1. The professionals: For this group, they created the exotic lenses without IBIS. We are talking RF 50 f/1.2, 85 f/1.2 28-70 f/2 and the likes of 16-28 f/2 or even 70-135 f2 to follow. If you notice, all these lenses does not have IS. I asked myself why, apart from maybe size and price, I believe the major reason is because Canon is working on Pro bodies that will have IBIS to go with these lenses. They know that this lenses would be bought mostly by professionals and they are getting the camera ready.
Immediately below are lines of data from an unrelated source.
PR #5823, opened 2024-09-28
drt: genApCosted

bnmfw:
A secure CI associated with this branch passed.

The latter part of `genAPsFromRect` is a bit verbose for what it is doing. In essence, it goes through 4 access point costs (`OnGrid`, `Center`, `EncOpt` and `NearbyGrid`), checks if the layer cost limit allows for these costs and creates them with their respective functions. This takes a lot of lines and is verbose for a simple ideia. 

To encapsulate this simple ideia the function `genAPCosted` was created. It takes a cost and the necessary arguments to create any kind of access point and creates the according access point. I very much like the fact that the association between cost and function is made very clear, although it makes the use of some arguments (like `offset`) a little harder to understand.

More importantly, the use of the function makes `genAPsFromRect` smaller and much easier to understand its general flow, although it might make it harder to understand in detail.

I would like to hear opinions in this solution, although I like most parts of it and makes parts of the code more readable it can make other parts less.

### DIFF
--- a/src/drt/src/pa/FlexPA_prep.cpp
+++ b/src/drt/src/pa/FlexPA_prep.cpp
@@ -527,6 +527,10 @@ void FlexPA::genAPsFromRect(std::vector<std::unique_ptr<frAccessPoint>>& aps,
   }
 
   // gen all full/half grid coords
+  /** offset used to only be used after an if (!is_macro_cell_pin ||
+   * !use_center_line), so this logic was combined with offset is_macro_cell_pin
+   * ? hwidth : 0;
+   */
   const int offset = is_macro_cell_pin && !use_center_line ? hwidth : 0;
   const int layer1_rect_min = is_layer1_horz ? gtl::yl(rect) : gtl::xl(rect);
   const int layer1_rect_max = is_layer1_horz ? gtl::yh(rect) : gtl::xh(rect);
--- a/src/drt/src/pa/FlexPA_prep.cpp
+++ b/src/drt/src/pa/FlexPA_prep.cpp
@@ -263,9 +263,7 @@ void FlexPA::genAPCosted(
       genAPOnTrack(coords, track_coords, rect_min + offset, rect_max - offset);
       break;
 
-    case (frAccessPointEnum::HalfGrid):
-      genAPOnTrack(coords, track_coords, rect_min + offset, rect_max - offset);
-      break;
+      // frAccessPointEnum::Halfgrid not defined
 
     case (frAccessPointEnum::Center):
       genAPCentered(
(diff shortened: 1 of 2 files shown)


src/drt/src/pa/FlexPA_prep.cpp
```diff
@@ -243,6 +243,51 @@ void FlexPA::genAPEnclosedBoundary(std::map<frCoord, frAccessPointEnum>& coords,
...
+
+  switch (cost) {
+    case (frAccessPointEnum::OnGrid):
+      genAPOnTrack(coords, track_coords, rect_min + offset, rect_max - offset);
+      break;
+
+    case (frAccessPointEnum::HalfGrid):
+      genAPOnTrack(coords, track_coords, rect_min + offset, rect_max - offset);
+      break;
+
```
osamahammad21, line 269: HalfGrid is not one of expected values

src/drt/src/pa/FlexPA_prep.cpp
```diff
@@ -486,81 +529,43 @@ void FlexPA::genAPsFromRect(std::vector<std::unique_ptr<frAccessPoint>>& aps,
   }
 
   // gen all full/half grid coords
-  const int offset = is_macro_cell_pin ? hwidth : 0;
+  int offset = is_macro_cell_pin ? hwidth : 0;
+  offset = !is_macro_cell_pin || !use_center_line ? offset : 0;
```
osamahammad21, line 533: I think `!(is_macro_cell_pin && use_center_line) ` is simpler to read

osamahammad21: better even if switch the values and make it
`offset = (is_macro_cell_pin && use_center_line) ? 0 : offset`

src/drt/src/pa/FlexPA_prep.cpp
```diff
@@ -486,81 +529,43 @@ void FlexPA::genAPsFromRect(std::vector<std::unique_ptr<frAccessPoint>>& aps,
...
+                  layer2_coords,
+                  layer2_track_coords,
+                  layer_num,
+                  second_layer_num,
+                  rect,
+                  !is_layer1_horz,
+                  offset);
+    }
+  }
   if (!is_macro_cell_pin || !use_center_line) {
```
osamahammad21, line 556: ditto

osamahammad21 (changes requested):

src/drt/src/pa/FlexPA_prep.cpp
```diff
@@ -486,81 +527,42 @@ void FlexPA::genAPsFromRect(std::vector<std::unique_ptr<frAccessPoint>>& aps,
   }
 
   // gen all full/half grid coords
-  const int offset = is_macro_cell_pin ? hwidth : 0;
+  const int offset = is_macro_cell_pin && !use_center_line ? hwidth : 0;
```
osamahammad21, line 530: That's not equivalent

osamahammad21 (changes requested):

src/drt/src/pa/FlexPA_prep.cpp
bnmfw: This comes from the fact that originally `offset` only is used inside the 
```
if (!is_macro_cell_pin || !use_center_line)
```
if statement.
This allows us to reduce offset directly to:
```
offset = is_macro_cell_pin && (!is_macro_cell_pin || !use_center_line) ? hwidth : 0;
```
as the statement already requires ```is_macro_cell_pin``` to be true to even consider the second part it is equivalent to
```
offset = is_macro_cell_pin && !use_center_line ? hwidth : 0;
```

osamahammad21: I understand, Could you add a comment describing what's happening here so that this doesn't become confusing later.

2. The Prosumer: For this group, they have the current RF f/2.8 trinity with IS. These are for those who will only stay in the $2000-2500 range camera and thus the EOS R is adequate for. Of course this group will always reach a little up into the Professional area sometimes especially for better glass. The portrait, event and even landscape folks with be happy here. This group also may utilize lenses from the Consumer line sometimes.

3. The consumer. These are the group that want a decent camera and lens with IS. That is why the cheaper RF lenses like the RF 35, and RF 24-105 have IS. The IS mostly is needed to help this group have better shots without getting technical.

I however believe that with time, when Canon finally master making IS and IBIS work together flawlessly, all levels of camera will have IBIS.

This was my reasoning when I pre-ordered all the new f/2.8 lenses. I knew that in 2020, Canon will come out with a 5DSR like mirrorless with IBIS and another set of none IS f/2 lenses to complete the f/2 trinity. However I also know that the best camera and lens is what you have right now.

For my needs, I will love a higher resolution camera than the EOS R, but the EOS R does what I need right now better that my 5D Mark IV.


----------



## crazyrunner33 (Nov 10, 2019)

Architect1776 said:


> IBIS is not new, I do not know how the sensor is, could be good. Leica glass is good but you can find many Canon optics as good or better. Eg 100-400mm MII for a fraction of the cost.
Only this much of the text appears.